Great, I'm glad to see that this may be of some use. Looking forward to updates/pictures! 

The reason I got a float is b/c I was on vacation last month. My daughter was home and I asked her to top off the smallish pond, smaller than what you have. When I returned 3 or 4 days later, the water was still going, full tilt. 

All the tadpoles were dead. Fortunately, the tree frogs have bred again and mini tadpoles have appeared. I had no idea they breed so late in season. Of course they attract plenty of snakes too. 

I told my wife what happened with the hose being left on so she doesn't get a heart attack when the water bill comes.

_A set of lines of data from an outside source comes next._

Issue #170, opened 2020-02-12
Not playing next item


prydda:
Using Embycon to playback and embuary skin. 
I'm getting the popup to play next episode but it never does, it jumps back to current season. 

logfile: http://ix.io/2bxL

dagwieers:
The log is mostly empty. Did you enable debug logging?

prydda:
Nope, sorry. 
here is with debug activated: 
https://del.dog/ygarfullyg

dagwieers:
I don't know who wrote this dogbin service, but it is unusable in Chrome. Is it mining bitcoins perhaps?

How hard is it to create a service to show a text file in a browser without bringing the browser to a grinding halt. Sorry, try again.

dagwieers:
Maybe you can attached it to this issue instead?

prydda:
Not sure, used it for android logs. ix.io didn't work - I beileve the file was to large? (5.4mb) 

here is a github gist: https://gist.github.com/prydda/4cd7c341cb0d235a8a0f49c621525435

dagwieers:
You can also attach it, see below: *Attach files by dragging & dropping, selecting or pasting them.*

dagwieers:
The only logged information from Up Next is receiving the information:
[...]

PR #195, opened 2020-06-30
Automatically take action after X seconds (into credits)

behunin:
Give an option to automatically play the next item or stop the player, with control over how many seconds before action is taken.

### DIFF
--- a/resources/language/resource.language.en_gb/strings.po
+++ b/resources/language/resource.language.en_gb/strings.po
@@ -132,12 +132,24 @@ msgctxt "#30607"
 msgid "Number of episodes before \"Still there?\" query"
 msgstr ""
 
+msgctxt "#30608"
+msgid "When credits offset is known (e.g. Netflix)"
+msgstr ""
+
 msgctxt "#30609"
 msgid "Duration in seconds for notification to be shown"
 msgstr ""
 
+msgctxt "#30610"
+msgid "Duration for automatic default action"
+msgstr ""
+
 msgctxt "#30611"
-msgid "Customize autoplay duration by episode length"
+msgid "Customize notification time by episode length"
+msgstr ""
+
+msgctxt "#30612"
+msgid "When credits offset is unknown"
 msgstr ""
 
 msgctxt "#30613"
--- a/resources/language/resource.language.en_gb/strings.po
+++ b/resources/language/resource.language.en_gb/strings.po
@@ -133,11 +133,7 @@ msgid "Number of episodes before \"Still there?\" query"
 msgstr ""
 
 msgctxt "#30608"
-<<<<<<< HEAD
 msgid "When credits offset is known (e.g. Netflix)"
-=======
-msgid "Automatic Watch or Stop"
->>>>>>> 02eeee67b0675df4b98fd39fa11ad25295e303c9
 msgstr ""
 
 msgctxt "#30609"
@@ -145,11 +141,7 @@ msgid "Duration in seconds for notification to be shown"
 msgstr ""
 
 msgctxt "#30610"
-<<<<<<< HEAD
 msgid "Duration for automatic default action"
-=======
-msgid "Duration in seconds for auto watch or stop"
->>>>>>> 02eeee67b0675df4b98fd39fa11ad25295e303c9
 msgstr ""
 
 msgctxt "#30611"
--- a/resources/lib/playbackmanager.py
+++ b/resources/lib/playbackmanager.py
@@ -96,9 +96,13 @@ class PlaybackManager:
         except RuntimeError:
             self.log('exit early because player is no longer running', 2)
             return False, False
+        if self.api.has_addon_data().get('notification_offset'):
+            next_up_progress_step_size = calculate_progress_steps(get_setting_int('autoTime'))
+        else:
+            next_up_progress_step_size = calculate_progress_steps(total_time - play_time)
         progress_step_size = calculate_progress_steps(total_time - play_time)
         next_up_page.set_item(episode)
-        next_up_page.set_progress_step_size(progress_step_size)
+        next_up_page.set_progress_step_size(next_up_progress_step_size)
         still_watching_page.set_item(episode)
         still_watching_page.set_progress_step_size(progress_step_size)
         played_in_a_row_number = get_setting_int('playedInARow')
--- a/resources/lib/playbackmanager.py
+++ b/resources/lib/playbackmanager.py
@@ -96,11 +96,7 @@ class PlaybackManager:
         except RuntimeError:
             self.log('exit early because player is no longer running', 2)
             return False, False
-<<<<<<< HEAD
         if self.api.has_addon_data().get('notification_offset'):
-=======
-        if get_setting_bool('autoWatchOrStop'):
->>>>>>> 02eeee67b0675df4b98fd39fa11ad25295e303c9
             next_up_progress_step_size = calculate_progress_steps(get_setting_int('autoTime'))
         else:
             next_up_progress_step_size = calculate_progress_steps(total_time - play_time)
--- a/resources/lib/upnext.py
+++ b/resources/lib/upnext.py
@@ -92,18 +92,10 @@ class UpNext(WindowXMLDialog):
         if runtime:
             self.setProperty('endtime', from_unicode(localize_time(datetime.now() + timedelta(seconds=runtime))))
         if self.current_progress_percent <= 0:
-<<<<<<< HEAD
             if get_setting_int('autoPlayMode') == 0:
                 self.set_watch_now(True)
             else:
                 Player().stop()
-=======
-            if get_setting_bool('autoWatchOrStop'):
-                if get_setting_int('autoPlayMode') == 0:
-                    self.set_watch_now(True)
-                else:
-                    Player().stop()
->>>>>>> 02eeee67b0675df4b98fd39fa11ad25295e303c9
 
     def set_cancel(self, cancel):
         self.cancel = cancel
--- a/resources/lib/upnext.py
+++ b/resources/lib/upnext.py
@@ -7,7 +7,7 @@ from platform import machine
 from xbmc import Player
 from xbmcgui import WindowXMLDialog
 from statichelper import from_unicode
-from utils import get_setting_bool, localize, localize_time
+from utils import get_setting_int, get_setting_bool, localize, localize_time
 
 ACTION_PLAYER_STOP = 13
 ACTION_NAV_BACK = 92
@@ -91,6 +91,11 @@ class UpNext(WindowXMLDialog):
             self.setProperty('remaining', from_unicode('%02d' % remaining))
         if runtime:
             self.setProperty('endtime', from_unicode(localize_time(datetime.now() + timedelta(seconds=runtime))))
+        if self.current_progress_percent <= 0:
+            if get_setting_int('autoPlayMode') == 0:
+                self.set_watch_now(True)
+            else:
+                Player().stop()
 
     def set_cancel(self, cancel):
         self.cancel = cancel
--- a/resources/settings.xml
+++ b/resources/settings.xml
@@ -9,7 +9,9 @@
         <setting label="30032" type="bool" id="enablePlaylist" default="false"/>
         <setting label="30605" type="bool" id="includeWatched" default="false"/>
         <setting label="30607" type="slider" id="playedInARow" default="3" range="0,1,15" option="int"/>
-        <setting label="30609" type="lsep"/> <!-- Autoplay duration -->
+        <setting label="30608" type="lsep"/>
+        <setting label="30610" type="slider" id="autoTime" default="6" range="0,3,120"/>
+        <setting label="30612" type="lsep"/> <!-- Autoplay duration -->
         <setting label="30611" type="bool" id="customAutoPlayTime" default="false"/>
         <setting label="30613" type="slider" id="autoPlaySeasonTime" default="30" range="0,5,120" option="int" subsetting="true" visible="eq(-1,false)"/>
         <setting label="30615" type="slider" id="autoPlayTimeXS" default="15" range="0,5,120" option="int" subsetting="true" visible="eq(-2,true)"/>
--- a/resources/settings.xml
+++ b/resources/settings.xml
@@ -9,15 +9,9 @@
         <setting label="30032" type="bool" id="enablePlaylist" default="false"/>
         <setting label="30605" type="bool" id="includeWatched" default="false"/>
         <setting label="30607" type="slider" id="playedInARow" default="3" range="0,1,15" option="int"/>
-<<<<<<< HEAD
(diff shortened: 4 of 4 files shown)


im85288:
Thanks, I am going to see what @dagwieers thinks about this functionality before pulling in.

dagwieers:
Sorry for keeping everyone waiting. When I saw this PR I wasn't sure what this adds as we already have a default action (play next or stop playback). So a bit of information on the use-case is welcome.

behunin:
I use this addon mostly with the netflix addon and wanted to be able to have the next episode play within a few seconds of the end credits, much in the same way netflix does with the player on their site. I decided it would be nice to have control over how many seconds before action was taken and added that as well.

Before this PR I would see the progress bar go to 0% and then see the countdown start with no automatic action taken.

I am on the latest commit of both kodi and this addon.

dagwieers:
@behunin I am confused. You first see the progress bar go to 0%, and *then* the countdown start? That seems like a bug. Countdown and progress bar should be simultaneous. If you can reproduce this, please open a new issue for this.

The default action (autoPlayMode) is configured in the settings, and could be "Play next" or "Stop playing". It defaults to "0" (which is "Play next"). If it doesn't automatically play next after the countdown, then that is a bug. (#139 and #170 were reported before, and #198 proposes a fix)

Having a system-wide option to automatically play (i.e. not wait for a countdown counter) is something I don't think is very useful. It will fail for anything but Up Next. (local content or other VOD add-ons do not have an exact timing for the credits and therefore could cut off the episode prematurely).

So if anything, I think it should be an option to Netflix (or any add-on where this use-case makes sense) that we could support.

@CastagnaIT Is this something you have had requests for before? Does Netflix support such a feature already?

CastagnaIT:
Hi,
I think he wants to add an option to have a possibility to set a custom timeout time (for automatic behaviour) now is set to 1minute?

personally i do not use upnext but wait a few (customizable) seconds instead of 1 minute i think it's nice

>  much in the same way netflix does with the player on their site

he refer to website, the autoplay of next episode have a very short timeout (some seconds)

> Before this PR I would see the progress bar go to 0% and then see the countdown start with no automatic action taken.

i do not understand this sentence, perhaps he means a bug somewhere?

He also add "Automatic Watch or Stop" option menu
but seem to add again an existing feature
if it is not, is better that @behunin explain the use case and what differs from 
"Default action when nothing select" option menu

behunin:
> You first see the progress bar go to 0%, and then the countdown start?

Yes that is the observed behavior. I was confused by this as well.

This PR checks to see if the UpNext progress bar <= 0 and then takes action if the option I added is set to true.

My intention was to recreate the same functionality as netflix has on its player so maybe this needs to be added to the netflix repo. What are your thoughts on that @CastagnaIT?  

I will investigate further today and gather screenshots for a new issue as requested.

CastagnaIT:
I don't understand anything about what you want to do...
netflix add-on integrates upnext like any other VOD/Streaming add-on
so nothing is specific

im85288:
Yes I am also confused here @behunin perhaps some screenshots will tell the story better. @CastagnaIT - the last time I used the Netflix addon the popup for upnext was not occurring when the credits started to show. The time before that though it was working fine in that as soon as the show ended the popup came...do you know if this functionality (i.e. calling the show notification time) has changed?

CastagnaIT:
> the last time I used the Netflix addon the popup for upnext was not occurring when the credits started to show.

upnext could not works only in this case:
Kodi 19 + play nf videos from Kodi library

Because the JSON RPC Player.GetProperties in some cases is broken and provide broken data that cause unexpected behaviuours of the add-on service, but usually when happens is shown a popup error notification.

if this is not the case, you'll have to give me a case with steps to replicate it by opening an Issue

im85288:
Thanks it may have been Kodi 19, I've been messing with all sorts so not sure. I'll check and create an issue if it's not Kodi 19.

behunin:
I did an uninstall of kodi and then installed kodi 19 @ [`7a65d55`](https://github.com/xbmc/xbmc/commit/7a65d555c412baccf32efe3c23959e280572c165), then installed both netflix and upnext using kodi's addon manager.

The strange behavior I mentioned was no longer present so that was my bad. Sorry...

What I did observer is that with "Customize autoplay duration by episode length" set to true and all lengths set to 5. There was no change in the length of time upnext played the next episode. This must be what brought me to make this change and the confusion on my part.

This PR does work as I intended so I would like to refactor it with the settings I added to be auto play for any length. Then have each setting for auto play time disable the other so that only one can be set true.
So either auto play for any length or auto play for custom lengths can be true, not both. 

What do you gentlemen think about that idea?

dagwieers:
> What I did observer is that with "Customize autoplay duration by episode length" set to true and all lengths set to 5. There was no change in the length of time upnext played the next episode. This must be what brought me to make this change and the confusion on my part.

The "Customize autoplay duration by episode length" influences the amount of seconds before the end of the video the pop-up will appear, *if and only if the video does not already provides this information*. Since Netflix already provides detailed information on when the pop-up needs to be shown (i.e. when the credits start) this has no effect on Netflix. It affects local media and other VOD add-ons only.

A generic option that automatically performs the default action is not foreseen, and I am not sure if Netflix does this currently? If we add this, this would only makes sense for VOD providers that provide detailed information on when the credits start (i.e. Netflix). But I wonder if this would not be something people would configure on a per-addon basis instead.

I am open to the suggestion, but would need to understand how this works in Netflix before making a call.

dagwieers:
I modified the issue subject hoping this is what you intended, if not, feel free to clarify it further :-)

CastagnaIT:
there is no UpNext customization on netflix addon
the start of the next video, is done according to the UpNext behaviour nothing more...

im85288:
Just to clarify, yes there is no customisation but the Netflix addon is the only one (as far as I am aware) that uses the facility to show the Popup at the exact time the credits start.

dagwieers:
@CastagnaIT I understand. But if this functionality is offered by Netflix today, we could make Up Next behave similarly. We have two options for add-ons that have detailed information on credits:
- New option in Up Next settings: **Automatically perform default action after X seconds into credits**
- A new key in the data structure send from the add-on that specifies this value

We could also implement both, a setting in Up Next that can be overridden by the add-on.

My concern is that these options only make sense if we have detailed information on credits, and this is not obvious to the user. So we probably need to reorganize the Up Next settings a bit to make this more clear (no idea yet on how to do this best).

CastagnaIT:
This is the NF website behaviour:

when credits time is fired will show these buttons
image
NF let to user only about 6 seconds to choose what doing
if the user not do a choice automatically fire "Next episode" button

Now i see your problem,
if the credits offset value is not available, this new behaviour option not have much sense

maybe yes, a solution is let an add-on the choice to enable a window time for the default action
but only with a boolean option parameter,
and so let user set the window time length in UpNext settings
but you should warn the user that it only works with add-ons that support this feature

im85288:
Don't we already support this feature? The user can choose if the default action is to 'Play Next' the default and the time in seconds for the notification to be shown (5, 10, 15, 20, 25, 30) etc etc

dagwieers:
Netflix doesn't even offer the option to stop watching, it either is "Continue watching credits" (which in our case is the same as escape/back to dismiss the pop-up, or not doing anything) or "Playing next episode". Obviously you can always stop watching in the next episode, so this is convenient (if you have the credits offset).

So we could implement this behaviour, both visually as well as functionally: Show a "Watch credits" and "Next episode" buttons, but the current settings we have would be even more confusing if we don't clearly differentiate the settings by whether we have a credits-offset or not.

@CastagnaIT I will let you decide because you are the only consumer of this functionality if it were available.
Is this something you would like to offer? And would you make it configurable in Up Next, or set by the add-on?

dagwieers:
@im85288 Yes, we offer a choice, but we don't automatically continue with the default action after 6 seconds, the user either has to grab for the remote, or wait until the end of the credits. It hasn't bothered me, but I can see how this would accommodate the lazy watcher ;-)

im85288:
At yes I get it now, so for all the other addons where we show the popup X seconds from the end it works fine..but yeah I agree for Netflix where sometimes you have to wait 2 minutes or even more this would be a handy feature to build in. In fact I think if we can work it out it should just work that way by default..eg. Does the play next after the countdown finishes or whatever the user has selected as the default Action.

CastagnaIT:
if you want to implement the window time customization for automatic default action it's fine to me
i will activate the functionality when it is ready

I would prefer just to add a boolean property key to the data to send in order to enable it

dagwieers:
@CastagnaIT I was more thinking of a time window in seconds (e.g. autoplay_delay) that would be provided. For Netflix that would then be 6 (seconds). If it would not be provided, we would not act on it. (So not add this as a setting in Up Next even)

But if this would be set, we could also modify the pop-up to only have "Watch credits" and "Play next episode" and maybe even make the "Play next episode" the default action. It would mean that some Up Next settings would no longer affect Netflix (and other add-ons providing credits offset)

I am not 100% sure if we want this (i.e. change the look and feel) for Netflix. It could be confusing for people that do not care if something was played from Netflix or another means.

CastagnaIT:
I don't know who proposed changing the interface to UpNext, but that's not my intention

I'm just saying the time window parameter for "auto play?" or "auto select action" it should be an UpNext settings
not should be handled from add-ons that integrate upnext

I'm not in favor of adding a setting parameter in my add-on settings for something that should be handled "externally"
I don't see the point...

dagwieers:
That's clear, I will not propose to make it more Netflix-alike.

However you proposed [here](https://github.com/im85288/service.upnext/pull/195#issuecomment-658171893) to make it add-on controlled, but I now understand you don't see a need for that. No problem.

CastagnaIT:
perhaps i explained it wrong way

behunin:
Instead of adding any length option, how about a option for action after x seconds on any addon that uses upnext with the notification_offset set. Then make it clearer that the other timing options are for addons that don't use that option.

CastagnaIT:
I personally have no intention of maintaining external add-on features inside the add-on

dagwieers:
@behunin I think your implementation is fine in general. I still need to think on how we can present what options work for which cases to not make things more confusing for our users. Maybe we ought to split the options between: Having detailed credits offset and not having them, but I can't find a good descriptive title for this.

CastagnaIT:
Can you explain what means this option? that i do not understand
image

Dnkhatri:
> Can you explain what means this option? that i do not understand
> image

That setting is for local files and starts upnext widget according to the length of the video file. For netflix addon as it is already known where the credits start it is ignored.

CastagnaIT:
i can suggest something like this:
> "-" == submenu

[group-------------Automatic button action-------------]
Autoselect action (when nothing selected) [Play next/Stop]
Enable custom autoselect time [true/false]
-For calculated credits position [slider/seconds]
-For precise credits position  [slider/seconds]

behunin:
**Automatic Actions after X seconds**

1. Timing for local content, VOD addons, etc
    X seconds for Y length of episode...
2. Timing for addons that send detailed offset information. [Netflix]
    X seconds. 

Number one I end with an etc because I don't know all the situations this applies to.
Number two is my suggestion, with the array of addons that use this offset information growing when the time comes.

dagwieers:
I was thinking of doing it like this.

**Behaviour**

> ***Features***
> Default action when nothing selected
> Include already watched episodes
> Number of episodes before \"Still there?\" query

> ***When credits offset is known (e.g. Netflix)***
> Duration before automatically performing default action

> ***When credits offset is unknown***
> Duration in seconds for notification to be shown
> Customize notification time by episode length

behunin:
So are you saying just X seconds for both? I think just having two timings would make it simpler, no boolean, just a slider for each timing. Default 6 seconds for both?

dagwieers:
@behunin No, it doesn't make sense to have a value if we don't have an exact credits offset. This functionality *only* makes sense when we do. (see https://github.com/im85288/service.upnext/pull/195#issuecomment-658864715)

im85288:
@dagwieers could this also work for items where the credits offset is not known (ie. anything but Netflix at the moment)..for example you want the popup to show 30 seconds from the end, but then you also want it to play the next episode automatically after 6 seconds of no activity..In other words perfect for lazy people?

dagwieers:
@im85288 No, because we don't know if the credits will be at 30 - 6 (24 seconds). It might only be at 10 seconds before the end, and you cut off the video prematurely (see https://github.com/im85288/service.upnext/pull/195#issuecomment-658864715). We already estimated the values to be before the credits start (because if the notification is shown after the credits are shown, that is not convenient either).

im85288:
@dagwieers - I don't follow. I'm only referring to the path when the pop up is shown at the use defined setting. So if it is shown 30 seconds from the end we know there is 30 seconds until it would auto play. In that case we could allow auto play after a period shorter than the 30 seconds. 

I may be missing something??

dagwieers:
@im85288 I am referring to that same path. So what if the credits only start 10 seconds before the end. Notification time is 30 and autoplay time is 6. You are cutting off the last 14 seconds of an episode.

If we don't know when the credits actually start, the following is important:
- The notification time we propose should be before the actual credits start
- The user needs to acknowledge explicitly when to start the next episode

We cannot offer automatic proceeding because we have no clue if/when the credits have started. And we cannot risk cutting of a video prematurely. With EDL support we could offer it for local files though, but IMO EDL support should be part of Kodi's metadata, not an Up Next feature IMO.

im85288:
Fair enough, I understand what you mean. It is probably safer as you suggest not to add this feature then for the occasion when we don't know exactly when the credits will start.

I agree about EDL being preferred as a native kodi feature. Plex has recently started offering the Skip Intro feature on their clients (Apple TV etc) and it works well. They do some sort of analysis on the files prior which is clever stuff.

behunin:
@dagwieers @im85288 Please review revisions.

dagwieers:
@behunin Will check later tonight!

dagwieers:
@behunin Next time you make a PR, please always make a separate branch and dont use your master branch. Because of this I cannot  add the necessary commits to your branch and add the work as a single commit... I will have to make a new PR with your commits included.

Dnkhatri:
> Fair enough, I understand what you mean. It is probably safer as you suggest not to add this feature then for the occasion when we don't know exactly when the credits will start.
> 
> I agree about EDL being preferred as a native kodi feature. Plex has recently started offering the Skip Intro feature on their clients (Apple TV etc) and it works well. They do some sort of analysis on the files prior which is clever stuff.

Yeah it should be a Kodi feature but some of the edl functionality got broken after 17.6 release and has never been fixed till now. I don't think any of the current Kodi dev use this feature much so it has been neglected. As Kodi is a hobby project for most of them so I don't blame them as they would work on things that interest them but I have given up hope that it will get implemented. I waited for 6 months hoping it will get implemented in kodi 19 but with the Alpha to drop and no progress on it I thought I put in my request again.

Good luck with goldfish. Maybe bring them indoors in winter. Some folks install heater or aerator. The heater could melt plastic so the aerator is sometimes preferred. But goldfish are dime a dozen. Koi are finicky and you really have to be dedicated for that sort of thing. A diaphram will shut off the pump when water is too low (it works on pressure). I forgot the brand of mine but it is sort of flatish. You need about 12 or so inches of water to activate it so your pump stays on. When water gets below a certain level, it shuts off the pump (the pump and diaphram are plugged into each other). You can use different brands of pumps with different brands of diaphrams. It is more for peace of mind with expensive pump, which has a thermal cutoff if it overheats. The diaphram is extra insurance.I've run my OASE aquamax pump both out of the pond and inside. It works both ways and is pretty quiet. 
My system is a complexity of canals and an aqueduct, btw, so what you are doing is pretty similar in those aspects. 

Dave


----------



## Steamnutt (Apr 12, 2008)

Hi Jake, 
Sorry it's taken so long to reply. I have the small pump in the main pond, then have a hose off of that going up to the top of the stream with all the other items attached to that. Our problem wasn't the stream overflowing the main pond, but the smaller 80 gallon bog pond at the top of the stream emptying into the main. When the power went off, the water stopped and started draining back into the main, and with vacume working against me, it would empty out the top and overflow. I put in a simple back flow preventer that I found on line through a water garden site and.....problem solved. 
However, your stream is longer than ours, so you may still have a problem depending on how much water the stream actually holds. 

Good luck


----------



## jake3404 (Dec 3, 2010)

Np, thanks for the help. The website that Dave posted had a nice calculator. It said I would have around 150 gal in the stream itself. I think that number is a little high, especially since I'm dropping about 15-20 ft in 60 ft. I did add a few small spots for the water to slow down and pool so it wasn't just a white water slide. 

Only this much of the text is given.